I can't find any hint on how to setup nutch to NOT filter/remove my URL parameters. I want to crawl and index some pages where lots of content is hidden behind the same base URLs (like /news.jsp?id=1 /news.jsp?id=2 /news.jsp?id=3 and so on).
- the regex-normalize.xml only removes redundant stuff from the URL (like session id, and trailing ?)
- the regex-urlfilter.txt seems to have a wildcard for my host (+^http://$myHost/)
The crawling works fine so far. Any ideas?
cheers, mana
A part of the solution is hidden here:
configuring nutch regex-normalize.xml
# skip URLs containing certain characters as probable queries, etc.
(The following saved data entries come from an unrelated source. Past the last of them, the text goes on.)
PR #6749, opened 2026-05-07
[Multi_K8s-Plugin] Add per-target kustomizeVersion and kustomizeOptions

mohammedfirdouss:

Adds `kustomizeVersion` and `kustomizeOptions` as per-target overrides inside each `multiTargets` entry in `KubernetesMultiTarget`, bringing the config schema closer to the RFC-0014 spec.

Previously, `kustomizeVersion` and `kustomizeOptions` were only available at the top-level `spec.input`, meaning all targets had to share the same kustomize version and options. This is a problem when deploying to clusters with different kustomize version requirements or different per-cluster flags (e.g. `load-restrictor`).

With this change, users can override these per target:

```yaml
input:
  multiTargets:
    - target:
        name: cluster-hoge
      kustomizeVersion: "5.4.3"
      kustomizeOptions:
        load-restrictor: "LoadRestrictionsNone"
    - target:
        name: cluster-fuga
      kustomizeVersion: "5.3.0"
```

The override logic follows the same pattern already used for `manifests` in `loadManifests`: the per-target value is used when non-empty, otherwise the top-level `spec.input` value is used.

Part of #6446

**How was this tested:**

Unit tests added to [`deployment/load_manifests_test.go`](https://github.com/pipe-cd/pipecd/blob/feat/multicluster-per-target-kustomize-overrides/pkg/app/pipedv1/plugin/kubernetes_multicluster/deployment/load_manifests_test.go) using a capturing mock loader that records the `LoaderInput` passed to it, covering:
- Top-level values used when multiTarget has none
- Per-target version overrides top-level version
- Per-target options override top-level options
- Both version and options overridden together
- `nil` multiTarget falls back to top-level values


Warashi (approved):
LGTM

has to be modfied. One has to allow all chars that may exist in a URL parameter like '?' and '='. The new line looks like
And pages are crawled now with params. But they are not yet send to Solr with parameters (Solr still cuts the parameters from the links)
Nutch has some issues on how to handle relative urls ('?param=value'). Still stuck on that Parameter thing:
see maling list: http://search.lucidimagination.com/search/document/b6011a942b323ba3/problem_with_href_param_value_links
You could create a custom field in a Nutch filter to save the entire URL. As long as you define the same field in the Solr schema with store="true" it will show up in your results. See WritingPluginExample-1.2.
Let me know if you'd like some help.